The terminology and abbreviations used in this page and the two associated program pages are adapted from diverse sources, and may not be the same as in other publications. Users should be aware of this peculiarity when comparing these pages with other sources of information. These are chosen to prefer clarity over brevity, hoping that, by doing so, the inexperienced will be less confused. In particular, the following should be noted.

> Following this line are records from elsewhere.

PR #4757, opened 2024-07-02
Cody Web: fix cody web UI flashes problem

vovakulikov:
Based on https://github.com/sourcegraph/cody/pull/4756
Closes [SRCH-632](https://linear.app/sourcegraph/issue/SRCH-632/merge-cody-web-experimental-package-to-the-cody-repo-main-branch)

After this change we will be able to publish Cody Web package from main again.

This PR fixes UI-flash problems when we switch chats or set the initial chat transcript. 
Previously, the CodyWebChat component didn't wait for any restoring event and render
all available transcripts right away, this caused problems when you opened the chat and 
could see how we render empty chat only then render actual transcript UI. 
 
This PR makes CodyWebChat wait for the actual current chat restoration and fixes the problem 
with flashing. 
 
**Tech note:** I'm not happy with the current approach with refs and panel and chat ids states but for now it seems as a reasonable fix. Later I will refactor the provider state in a way that cody web chat component  wouldn't subscribe in vscode API 

## Test plan
- CI is green 
- Check that when you open the cody web demo (`cd ./web` and `pnpm dev`) you should see
no flashes while we set the initial chat (the last visited chat)

### DIFF
--- a/web/lib/components/CodyWebChat.tsx
+++ b/web/lib/components/CodyWebChat.tsx
@@ -1,4 +1,4 @@
-import { type FC, useCallback, useEffect, useMemo, useRef, useState } from 'react'
+import { type FC, useCallback, useLayoutEffect, useMemo, useRef, useState } from 'react'
 import { URI } from 'vscode-uri'
 
 import {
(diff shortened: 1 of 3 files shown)


vscode/src/services/AuthProvider.ts
```diff
@@ -227,12 +227,23 @@ export class AuthProvider implements AuthStatusProvider {
...
+        // Cody Web can work without access token since authorization flow
+        // relies on cookie authentication
+        if (isCodyWeb) {
+            if (!endpoint) {
+                return { ...defaultAuthStatus, endpoint }
+            }
+        } else {
+            if (!token || !endpoint) {
+                return { ...defaultAuthStatus, endpoint }
+            }
```
fkling, line 246: Maybe this should be a separate PR if it's not related to the UI problems. But I don't have strong feelings about it.

fkling (approved):

vscode/src/services/AuthProvider.ts
vovakulikov: It's in fact a separate PR, I just need to rebase it again, sorry 

https://github.com/sourcegraph/cody/pull/4756

PR #4758, opened 2024-07-02
Re-enable chat in sidebar by default

beyang:
*Remaining TODO:*
- [x] Remove chat history panel (favor chat history button)
- [x] Remove commands panel

Re-enable chat in the sidebar and make this the default `New Chat` mode:

https://github.com/sourcegraph/cody/assets/1646931/9cd79846-ad2d-46f6-923e-30121180617d

## Non-functional changes:

Change VS Code command names to be more correct/consistent:

* cody.chat.panel.new -> cody.chat.newEditorPanel
* cody.chat.panel.sidebar.new -> cody.chat.newPanel
* cody.chat.panel.moveFromSidebarToEditor -> cody.chat.moveToEditor
* cody.chat.panel.moveFromEditorToSidebar -> cody.chat.moveFromEditor
* Remove cody.chat.focus as an explicitly defined command, since we
  want a different title depending on whether the user is auth'd or
  unauth'd. Replace this with cody.chat.signIn and
  cody.chat.focusView, both of which just invoke cody.chat.focus,
  which is an implicitly defined command that focuses the cody.chat
  view

Avoid using "sidebar", because the chat view can be dragged to the bottom panel.

## Test plan

- [ ] Pull down this branch
- [ ] Execute the `Cody: New Chat` command from the command palette
- [ ] Observe it creates the new chat in the sidebar. The sidebar should open if it's not yet open
- [ ] Move the chat from the sidebar into an editor panel using the icon button in the panel header
- [ ] Move the chat back into the sidebar from the editor using the icon button in the editor panel header
- [ ] Execute the `Cody: New Chat in Editor` command and verify this still opens a new chat view in an editor panel


sqs (approved):
tried it out, couple feedbacks in person

abeatrix (commented):
I tried re-authing and switching accounts, both work as expected.

Notice the following behaviors but not sure if they are expected or not:

- When running a command, a new chat panel is opened instead of the sidebar chat view.
- Clicking on chat history item opens a new chat panel instead of the sidebar chat


potential bug: It looks like the sidebar chat webview cannot read the current model info when it first loaded, but selecting a new model from the dropdown will refresh it:
image



Should we set the chat history and settings tree view collapsed by default?

image

vscode/src/chat/chat-view/ChatManager.ts
```diff
@@ -70,22 +70,30 @@ export class ChatManager implements vscode.Disposable {
...
+                await this.chatPanelsManager.resetSidebar()
+                await vscode.commands.executeCommand('cody.chat.focus')
+            }),
+            vscode.commands.registerCommand('cody.chat.newEditorPanel', () =>
+                this.createNewWebviewPanel()
             ),
             vscode.commands.registerCommand('cody.chat.history.export', () => this.exportHistory()),
             vscode.commands.registerCommand('cody.chat.history.clear', () => this.clearHistory()),
             vscode.commands.registerCommand('cody.chat.history.delete', item => this.clearHistory(item)),
-            vscode.commands.registerCommand('cody.chat.panel.new', () => this.createNewWebviewPanel()),
```
abeatrix, line 88: we will also need to update the agent commands to match the new command here: https://sourcegraph.com/github.com/sourcegraph/cody/-/blob/agent/src/agent.ts?L1058-1067

PR #4759, opened 2024-07-03
update hedges prevention preamble in prompt-mixin

abeatrix:
Simplify the preamble for preventing hedging and verified with the updated data in: https://github.com/sourcegraph/cody-leaderboard/pull/12/commits/88eb291906c6b602e999fa5dcf0d0bd85e96002b

## Test plan

image

### DIFF
--- a/lib/shared/src/prompt/prompt-mixin.ts
+++ b/lib/shared/src/prompt/prompt-mixin.ts
@@ -9,7 +9,7 @@ const CONTEXT_PREAMBLE = ps`You have access to the provided codebase context. `
 /**
  * The preamble for preventing known models from hedging.
  */
-const HEDGES_PREVENTION = ps`Provide a high-level overview answer positively without apologizing. `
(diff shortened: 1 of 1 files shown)


lib/shared/src/prompt/prompt-mixin.ts
```diff
@@ -9,7 +9,7 @@ const CONTEXT_PREAMBLE = ps`You have access to the provided codebase context. `
 /**
  * The preamble for preventing known models from hedging.
  */
-const HEDGES_PREVENTION = ps`Provide a high-level overview answer positively without apologizing. `
+const HEDGES_PREVENTION = ps`Answer positively without apologizing. `
```
abeatrix, line 12: @jtibshirani not sure why it was scoring lower when i retried with this version, but when I just retried it again it looks fine, and i've pushed the updated test to https://github.com/sourcegraph/cody-leaderboard/pull/12

jtibshirani (approved):

PR #4760, opened 2024-07-03
comment out debug output

peterguy:
Just commented out some debug output. Not sure if it should be kept around.

## Test plan

N/A

### DIFF
--- a/web/lib/components/CodyWebChat.tsx
+++ b/web/lib/components/CodyWebChat.tsx
@@ -177,7 +177,7 @@ export const CodyWebChat: FC<CodyWebChatProps> = props => {
         }
     }, [initialContext])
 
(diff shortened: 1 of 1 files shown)


web/lib/components/CodyWebChat.tsx
```diff
@@ -177,7 +177,7 @@ export const CodyWebChat: FC<CodyWebChatProps> = props => {
         }
     }, [initialContext])
 
-    console.log({ client, userAccountInfo, chatModels, activeChatID })
+    // console.log({ client, userAccountInfo, chatModels, activeChatID })
```
dominiccooney, line 180:
```suggestion
```

dominiccooney (approved):
Let's simply delete the debug scree.

PR #812, opened 2020-03-31
Feature/av2 299/mov video files are not being transcoded

sasangachathumal:
Jira story - https://intersective.atlassian.net/browse/AV2-299

### DIFF
--- a/src/app/chat/chat-room/chat-room.component.html
+++ b/src/app/chat/chat-room/chat-room.component.html
@@ -127,7 +127,7 @@
           (ngModelChange)="typing()"
           appAutoresize="100"
           rows="1"
-          (ionFocus)="textFieldFocused = true; _scrollToBottom();"
+          (ionFocus)="textFieldFocused = true;"
         ></ion-textarea>
       </ion-col>
       <ng-container *ngIf="utils.isMobile() && !textFieldFocused">
--- a/src/app/chat/chat-room/chat-room.component.html
+++ b/src/app/chat/chat-room/chat-room.component.html
@@ -131,39 +131,11 @@
         ></ion-textarea>
       </ion-col>
       <ng-container *ngIf="utils.isMobile() && !textFieldFocused">
-        <ion-col class="ion-no-padding ion-text-center">
-          <ion-button (click)="attach('video')" fill="clear" class="ion-no-padding">
-            <ion-icon name="film-outline" slot="icon-only"></ion-icon>
-          </ion-button>
-        </ion-col>
-        <ion-col class="ion-no-padding ion-text-center">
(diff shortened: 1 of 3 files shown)


src/app/chat/chat-room/chat-room.component.html
```diff
@@ -137,9 +127,44 @@
...
+        <ion-col class="ion-no-padding ion-text-center">
+          <ion-button (click)="attach('image')" fill="clear" class="ion-no-padding">
+            <ion-icon name="images-outline" slot="icon-only"></ion-icon>
+          </ion-button>
+        </ion-col>
+        <ion-col class="ion-no-padding ion-text-center">
+          <ion-button (click)="attach('any')" fill="clear" class="ion-no-padding">
+            <ion-icon name="attach-outline" slot="icon-only"></ion-icon>
+          </ion-button>
+        </ion-col>
```
shawnm0705: Try to reuse this block of HTML with `ng-template` so that we are not duplicating codes

src/app/chat/chat-room/chat-room.component.ts
```diff
@@ -39,6 +39,7 @@ export class ChatRoomComponent extends RouterEnter {
   loadingMesageSend = false;
   isTyping = false;
   typingMessage: string;
+  textFieldFocused = false;
```
shawnm0705: Please add some comments on what does this do

src/app/chat/chat-room/chat-room.component.ts
```diff
@@ -39,6 +39,9 @@ export class ChatRoomComponent extends RouterEnter {
   loadingMesageSend = false;
   isTyping = false;
   typingMessage: string;
+  // this use to show/hide bottom section of text field which have attachment buttons and send button,
+  // when user typing text messages
+  textFieldFocused = false;
```
shawnm0705: If this flag is only used to show/hide the buttons, it's better to name it something like "hideAttachmentButtons" so that it is self-explained. Otherwise "textFieldFocused" is not a good name to explain the situation

src/app/chat/chat-room/chat-room.component.html
```diff
@@ -137,13 +127,38 @@
...
         <ion-button (click)="sendMessage()" type="submit" fill="clear" class="ion-no-padding">
           <ion-icon name="send-outline" slot="icon-only"></ion-icon>
         </ion-button>
       </ion-col>
     </ion-row>
   </ion-grid>
 </ion-footer>
+
+<ng-template #attachmentButtons let-offset="offset">
+  <ion-col offset="{{ offset }}" class="ion-no-padding ion-text-center">
```
shawnm0705: It's better to use `[offset]="offset"` instead

PR #834, opened 2020-04-19
Feature/av2 597/change the way we display practera videos

sasangachathumal:
Jira story - https://intersective.atlassian.net/browse/AV2-597

### DIFF
--- a/src/app/topic/topic.component.ts
+++ b/src/app/topic/topic.component.ts
@@ -61,7 +61,6 @@ export class TopicComponent extends RouterEnter {
     @Inject(DOCUMENT) private readonly document: Document
   ) {
     super(router);
-    // this.player = new Plyr('#player', {});
   }
 
   private _initialise() {
@@ -79,7 +78,6 @@ export class TopicComponent extends RouterEnter {
     this.isLoadingPreview = false;
     this.btnToggleTopicIsDone = false;
     this.askForMarkAsDone = false;
-    // console.log(new Plyr('#player', {}));
   }
 
   onEnter() {
@@ -96,7 +94,17 @@ export class TopicComponent extends RouterEnter {
     }
     this._getTopic();
     this._getTopicProgress();
-    setTimeout(() => this.player = new Plyr(this.document.getElementById('player'), {ratio: '16:9', autoplay: true}), 2000);
+    setTimeout(() => {
+      const players = Array.from(document.querySelectorAll('#video')).map(p => console.log('map element - ', p));
+      const videoEle = this.document.getElementById('video');
+      console.log('normal element - ', videoEle);
+      this.player = new Plyr(videoEle, {ratio: '16:9'});
+      videoEle.classList.add('topic-video');
+      if (!this.utils.isMobile()) {
+        videoEle.classList.add('desktop-view');
+      }
+    // tslint:disable-next-line:align
+    }, 2000);
     setTimeout(() => this.askForMarkAsDone = true, 15000);
   }
 
--- a/src/app/topic/topic.component.ts
+++ b/src/app/topic/topic.component.ts
@@ -43,7 +43,6 @@ export class TopicComponent extends RouterEnter {
   isLoadingPreview = false;
   askForMarkAsDone: boolean;
   redirecting = false;
-  player;
 
   constructor(
     private topicService: TopicService,
--- a/src/app/topic/topic.component.ts
+++ b/src/app/topic/topic.component.ts
@@ -94,15 +94,16 @@ export class TopicComponent extends RouterEnter {
     }
     this._getTopic();
     this._getTopicProgress();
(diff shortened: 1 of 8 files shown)


src/app/topic/topic.component.ts
```diff
@@ -90,6 +93,18 @@ export class TopicComponent extends RouterEnter {
     }
     this._getTopic();
     this._getTopicProgress();
+    // convert other brand video players to custom player.
+    setTimeout(() => {
+      Array.from(this.document.querySelectorAll('#video')).map(player => {
```
shawnm0705, line 98: we only have one `#video`, don't need to do a queryselectall

src/app/topic/topic.component.ts
```diff
@@ -90,6 +93,18 @@ export class TopicComponent extends RouterEnter {
...
+        // tslint:disable-next-line:no-unused-expression
+        new Plyr(player as HTMLElement, {ratio: '16:9'});
+        player.classList.add('topic-video');
```
shawnm0705, line 101: Why can't we just add these class names into the HTML directly?

src/app/topic/topic.component.ts
sasangachathumal: yes in our component we have only one element with id="video", but if you check story i have mention in there this also working with embedded videos. so we can't say only one video embedded. if video added from video URL html element in the code will show it but if video is embedded that html code shows after view loaded.

sasangachathumal: because we have embedded videos and also video URL that's why i use `queryselectall`. if their only one element or multiple element `queryselectall` can handle that.

src/app/topic/topic.component.ts
sasangachathumal: main reason is plyr plugin replacing all css classes when it render the player.
if we adding css class directly from html, we need to add that to this element `<div class="plyr__video-embed" id="video" [innerHtml]="iframeHtml"></div>` but when we create player from this line `new Plyr(player as HTMLElement, {ratio: '16:9'});` plugin is replacing all css class that element have. so our class will removed my plugin.
another reason is if we add css class in html we can't add then to embedded videos.

src/app/topic/topic.component.ts
sasangachathumal: i have test in practera web, we can create topics that have multiple embedded videos. and also we can create topic that have both embedded video and video URL.

shawnm0705: How do we make sure the embedded video has the same id `video` as in our component?

shawnm0705: If we have to deal with the embedded video, shall we consider using a smarter way to detect those videos? 
We can't guarantee that all videos have the `id="video"`. 
If we are dealing with only `<iframe>` and  `<video>` these two scenarios, we can use the CSS query selector to get those DOMs, and make sure we are only picking those DOMs inside the `<app-topic>`

sasangachathumal: we need to add that when we create topic. i had chat with anu about this. we need to inform this to programs team. when they embedded videos they need to add an extra `div` with `id` and `class`. i have include examples in the jira story. if they didn't add this extra `div` video will play on other branded players. what anu suggested is. let's try this first if programs team have difficulties to add this extra html code when embedding video we may need to change that.

shawnm0705: Also, if we have to do a `querySelectorAll`, it's better to do `querySelectorAll` against a class name instead of id. Something like `querySelectorAll('.topic-video')`. `id` of an HTML element is meant to be unique, while `class` is used to set the element under a "group".

shawnm0705: Also, we are not actually "mapping" an Array, we are just looping through it, so instead of doing an `Array.map()`, use `Array.forEach()` instead

sasangachathumal: yes we can use CSS query selector.

sasangachathumal: ok will change it to Array.forEach().

src/app/topic/topic.service.ts
```diff
@@ -73,6 +73,8 @@ export class TopicService {
     // to privent that we checking topic content is not equels to empty string.
     if (this.utils.has(thisTopic.Story, 'content') && !this.utils.isEmpty(thisTopic.Story.content)) {
       thisTopic.Story.content = thisTopic.Story.content.replace(/text-align: center;/gi, 'text-align: center; text-align: -webkit-center;');
+      thisTopic.Story.content = thisTopic.Story.content.replace(/(<iframe*)/g, '<div class="plyr__video-embed"><iframe').replace(/(<\/iframe>*)/g, '</iframe></div>');
```
shawnm0705, line 76: no need to put `*` there

PR #835, opened 2020-04-20
[AV2-640]/unassigned review msg to mentor

ronakamani:


src/app/assessment/assessment.component.ts
```diff
@@ -250,6 +250,21 @@ export class AssessmentComponent extends RouterEnter {
               ]
             });
           }
+          if (this.action === 'review' && !this.doReview) {
```
shawnm0705, line 253: This is not the correct condition for this situation, if action === 'review' and !this.doReview that means the user is seeing the review.

ronakamani: @shawnm0705 should I just add the role to the condition?

shawnm0705: It’s nothing about checking the mentor role or not

The scenario is that the mentor is not assigned to the review, but he goes to the review page

The correct logic is
- API should not return the review data
- Front-end should pop up toast message if there’s no review data

src/app/assessment/assessment.component.ts
```diff
@@ -331,6 +331,21 @@ export class AssessmentComponent extends RouterEnter {
         }
       },
       (error) => {
+        if (!this.review.status) {
```
shawnm0705, line 334: This is still not the right place to put these codes. 
I'm working on [AV2-646] which will change the code structure of this part, so I think it's better to hold this story for now and go back to it after [AV2-646] has been merged.

ronakamani: ok, sure. thanks @shawnm0705

shawnm0705:
The graphql implementation as been merged to develop branch so that we can re-start this story now

Barry-Chen-Intersective:
It need some changes to the develop branch. While we unassigns a mentor and access the review the direct link, the page display as an empty submission rather than a review.

PR #859, opened 2020-05-18
fix the issue

ronakamani:


src/app/shared/notification/achievement-pop-up/achievement-pop-up.component.html
```diff
@@ -22,7 +22,7 @@
       <app-description *ngIf="achievement.description" class="body-1 gray-2" [content]="achievement.description" [isInPopup]="true"></app-description>
     </ion-text>
 
-    <div class="div-after-img button-container ion-text-center">
+    <div class="div-after-img button-container text-center">
```
shawnm0705, line 25: Why remove it?

ronakamani: it wasn't align on chrome with ion-text-centre class

shawnm0705: @ronakamani and we don't have class named with 'text-center'. so if we don't need anymore, just remove the class totally

PR #922, opened 2020-07-27
[AV2-723]Refactor the use of graph ql

shawnm0705:


src/app/activity/activity.service.ts
```diff
@@ -58,37 +58,35 @@ export class ActivityService {
...
-          `id name description tasks{` +
-            `id name type isLocked isTeam deadline contextId status{` +
-              `status isLocked submitterName submitterImage` +
-            `}` +
-          `}` +
-        `}` +
-      `}"`)
-      .pipe(map(res => this._normaliseActivity(res.data)));
+    return this.request.graphQLQuery(
+      `query getActivity($id: Int!) {
```
trtshen, line 63: this is really nice, it is so much cleaner now!

PR #976, opened 2020-09-17
[AV2-753] bugfix/made-backward-compatible

trtshen:
this fix is part of the https://intersective.atlassian.net/browse/AV2-750 (to make hybrid alpha build work correctly)

### Context of this fix
I think there is recent changes that repeatedly trigger fast-feedback form popup in the older test program on AppV2 development environment.

The new change is also causing the new fast-feedback form modal get popup without Meta value [this Endpoint](https://sandbox.practera.com/api/v2/observation/slider/list.json), so then user can never submit fastfeedback without Meta object returned from this API.

Video clip available in [this comment link](https://intersective.atlassian.net/browse/AV2-750?focusedCommentId=45496)

If this fix is not necessary, please feel free to let me know too!

### DIFF
--- a/src/app/fast-feedback/fast-feedback-submitter.service.ts
+++ b/src/app/fast-feedback/fast-feedback-submitter.service.ts
@@ -12,8 +12,8 @@ export class FastFeedbackSubmitterService {
     private request: RequestService
   ) {}
 
-  submit(data, params) {
-    return this.request.post(api.submit, data, {params: params});
+  submit(data, params: {}) {
+    return this.request.post(api.submit, data, { params });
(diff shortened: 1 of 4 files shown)


Barry-Chen-Intersective:
@trtshen , https://intersective.atlassian.net/browse/AV2-753 is the story to fix it. Yes, we made changes to Backend pulse check list api, it has a side effect that if the slider config has alert as other values rather than `triggered`, it returns slider data. Front end needs to make some changes to that modal pop up logics and deal with the slider only if slider and meta both exist in the response data.

PR #981, opened 2020-09-22
Task/av2 697/get event list api use graphql

ronakamani:


src/app/event-list/event-list.component.ts
```diff
@@ -57,12 +58,13 @@ export class EventListComponent {
     this.selectedActivities = [];
     this.loadingEvents = true;
     this.activated = 'browse';
+    this.type = 'activity_session';
```
shawnm0705, line 61: Since the App doesn't have another type other than "activity_session", we don't need to set it up as a variable, just need to pass "activity_session" in the service level. Component shouldn't be aware of this

src/app/event-list/event-list.service.ts
```diff
@@ -70,23 +69,30 @@ export class EventListService {
...
-      params = {
-        type: 'activity_session'
-      };
-    }
-    return this.request.get(api.get.events, {params: params})
-      .pipe(map(response => {
-        return this.normaliseEvents(response.data);
-      })
-    );
+  getEvents(type, activity_Id?) {
```
shawnm0705, line 72: `activity_Id` -> `activityId`
`event_type` -> `eventType`

src/app/event-list/event-list.service.ts
```diff
@@ -96,67 +102,79 @@ export class EventListService {
...
-          url: event.video_conference.url,
-          meetingId: event.video_conference.meeting_id,
-          password: event.video_conference.password
-        } : null
+        remainingCapacity: event.remainingCapacity,
+        isBooked: event.isBooked,
+        singleBooking: event.singleBooking,
+        canBook: event.canBook,
+        isPast: this.utils.timeComparer(event.eventStart) < 0,
+        assessment: this.utils.has(event, 'assessment.id')
```
shawnm0705, line 140: In the query above, we just request for 
```
assessment {
  id name
}
```
how do we get context_id and is_done?

src/app/event-list/event-list.service.ts
```diff
@@ -96,67 +102,79 @@ export class EventListService {
...
+          ? {
+              id: event.assessment.id,
+              contextId: event.assessment.context_id,
+              isDone: event.assessment.is_done || false,
+            }
+          : null,
+        videoConference: this.utils.has(event, 'video_conference.url')
```
shawnm0705, line 147: check the doc for the key name

src/app/event-list/event-list.service.ts
```diff
@@ -96,67 +102,79 @@ export class EventListService {
...
 
   getSubmission(assessmentId, contextId): Observable<any> {
-    return this.request.get(api.get.submissions, {params: {
-        assessment_id: assessmentId,
-        context_id: contextId,
-        review: false
-      }})
-      .pipe(map(response => {
-        return !this.utils.isEmpty(response.data);
+    return this.request
```
shawnm0705, line 165: Are we still using this? Do we still need it?

src/app/tabs/tabs.component.ts
```diff
@@ -103,7 +103,7 @@ export class TabsComponent extends RouterEnter {
       this.showEvents = true;
     } else {
       this.showEvents = false;
-      this.eventsService.getEvents().subscribe(events => {
+      this.eventsService.getEvents('activity_session', null).subscribe(events => {
```
shawnm0705, line 106: Don't need to pass `null`

src/app/event-list/event-list.service.ts
shawnm0705, line 72: As mentioned above, since we don't have other types now, we should put default type inside this function so that we don't need to pass `activity_session` when we invoke this function

shawnm0705 (changes requested):

PR #1000, opened 2020-10-15
Feature/av2 766/update chat api calls to new graphql apis

sasangachathumal:
Jira story - https://intersective.atlassian.net/browse/AV2-766

### DIFF
--- a/src/app/chat/chat-room/chat-room.component.ts
+++ b/src/app/chat/chat-room/chat-room.component.ts
@@ -35,8 +35,6 @@ export class ChatRoomComponent extends RouterEnter {
   channelUuid: string;
   // message history list
   messageList: Message[] = [];
-  // chat member list
-  memberList: ChannelMembers[] = [];
   // the message that the current user is typing
   message: string;
   messagePageCursor = '';
@@ -91,7 +89,6 @@ export class ChatRoomComponent extends RouterEnter {
   onEnter() {
     this._initialise();
     this._subscribeToTypingEvent();
-    this._loadMembers();
     this._loadMessages();
     this._scrollToBottom();
   }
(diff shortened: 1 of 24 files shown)


Barry-Chen-Intersective (changes requested):
@sasangachathumal , should call with correct data failed

src/app/chat/chat-room/chat-room.component.ts
```diff
@@ -68,18 +71,12 @@ export class ChatRoomComponent extends RouterEnter {
...
-        this.utils.broadcastEvent('channel-id-update', {
-          previousId: this.channelId,
-          currentId: receivedMessage.channelId
-        });
+      if (receivedMessage.channelUuid !== this.channelUuid) {
+        return;
       }
       if (receivedMessage && receivedMessage.file) {
-        receivedMessage.preview = this.attachmentPreview(receivedMessage.file);
+        receivedMessage.fileObject = JSON.parse(receivedMessage.file);
```
shawnm0705, line 78: better to check if it is a string, if so, JSON.parse()

src/app/chat/chat.service.ts
```diff
@@ -88,39 +89,49 @@ export class ChatService {
...
       this.request.apiResponseFormatError('Chat format error');
       return [];
     }
-    if (data.length === 0) {
+    if (result.length === 0) {
       return [];
     }
     const chats = [];
-    data.forEach(chat => {
+    result.forEach(chat => {
```
shawnm0705, line 122: Since the attributes are exactly the same, we don't need to re-assign it. 
GraphQL will make sure we get what we asked for

src/app/chat/chat.service.ts
```diff
@@ -12,63 +12,64 @@ import { environment } from '@environments/environment';
  * @type {Object}
  */
 const api = {
-  getChatList: 'api/v2/message/chat/list.json',
-  getChatMessages: 'api/v2/message/chat/list_messages.json',
   createMessage: 'api/v2/message/chat/create_message',
   markAsSeen: 'api/v2/message/chat/edit_message'
```
shawnm0705, line 16: Let's remove all those since we are not using them anymore

shawnm0705 (changes requested):

shawnm0705 (approved):

Barry-Chen-Intersective (approved):

PR #1023, opened 2020-11-25
[AV2-793 Task/pn-unitest

trtshen:
https://intersective.atlassian.net/browse/AV2-793


trtshen:
hi @ronakamani please spend some time play around with test script i've done for PushNotificationService.

PR #1032, opened 2020-11-30
put sonar ci as a separated file

Barry-Chen-Intersective:


Barry-Chen-Intersective:
@Sunilsbcloud , I applied the docker image caches to save the costs from downloading the images at each run, although the process of loading images from cache takes around 1 minute. It also reduce the uncertain because sometimes pulling images from ECR might take longer than average.

Sunilsbcloud:
Looks good to me.

PR #1160, opened 2021-05-04
Av2 908/broken cards

ronakamani:
https://intersective.atlassian.net/browse/AV2-908

**Additional Comments:**
`Add here`

**Checklist:**

- [ x ] Unit test completed?: (Y/N)
- [ x ] Docs folder up to date?: (Y/N)
- [ x ] Add if anything missed: (Y/N)

All Checklist are okay.

### DIFF
--- a/src/app/shared/components/clickable-item/clickable-item.component.html
+++ b/src/app/shared/components/clickable-item/clickable-item.component.html
@@ -2,7 +2,7 @@
   'switcher-card-item': isSwitcherCard,
   'active': active
 }"  aria-label="clickable item" >
-  <ion-button class="accessible-btn" aria-label="switcher card" role="button">
+  <ion-button class="accessible-btn" [ngClass]="{'accessible-item': isCustomizedCard, 'accessible-chat': isChatCard}" aria-label="switcher card" role="button">
     <ion-text color="primary" [ngStyle]="{'color': backgroundColor}">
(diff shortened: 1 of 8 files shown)


src/app/shared/components/clickable-item/clickable-item.component.html
```diff
@@ -2,7 +2,7 @@
   'switcher-card-item': isSwitcherCard,
   'active': active
 }"  aria-label="clickable item" >
-  <ion-button class="accessible-btn" aria-label="switcher card" role="button">
+  <ion-button class="accessible-btn" [ngClass]="{'accessible-item': isCustomizedCard, 'accessible-chat': isChatCard}" aria-label="switcher card" role="button">
```
sasangachathumal: `accessible-chat` css class is an empty css class, it didn't have any styles in it. so why we need extra logic to check `isChatCard` and add that class.

sasangachathumal (changes requested):

src/app/shared/components/clickable-item/clickable-item.component.html
ronakamani: @sasangachathumal , it will be fixed in another story. :D sure I'll remove it here. thanks

sasangachathumal (approved):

• Predictor is a conceptual term representing things used to predict. and no abbreviation is provided in these pages. In other publications, a variety of terms and abbreviations, such as independent variable, x, j, are used
• Attribute is the value of a predictor, and abbreviated as a. In other publication, predictor, independent variable, x, j, and so on are used
• Pattern is an array of attributes, and abbreviated as p, one from each predictor, and is used only in the Naive Bayes model. In other publication, predictor, independent variable, x, j, and so on are used
• Outcome is used bothe as a concept of things to predict, and also as the values (probability) predicted, and is abreviated as o.In other publication, dependent variable, a posteriori, posterior probability, y, z, θ are used
• The abbreviation P(x|y), representing the probability of x given y, generally known as conditional probability, is the same in these pages as in most publications. However, in most publications, the same abbreviations are used (with different letters) to represent different types of conditional probabilities, while in these pages
• P(a|o) and P(p|o) represent probability of attribute or pattern given outcome. Other publications use P(x|y), P(x|θ), or names of predictors and outcomes
• P(o|a) and P(o|a) represent probability of outcome given attribute or pattern, without consideration of a priori or cost. Other publications use P(y|x), P(θ|x), or names of predictors and outcomes This represents Maximum Likelihood, a term used in these pages as in most publications
• πP(o|a) and πP(o|a) represent Bayesean Probability, with π representing a priori probability. The term is an old one (see references), and used in these pages to distinguish it from Maximum Likelihood. In most publications the same abbreviation as Maximum Likelihood is used, and what the abbreviation means depends on the context described.
• CπP(o|a) and CπP(o|a) represent Bayesean Probability with cost adjustment. The concept and term are old (see references), and it is difficult to find reference to this in more recent publications. This is included in these pages in case any user should wish to use it, but in most cases, costs need not be set.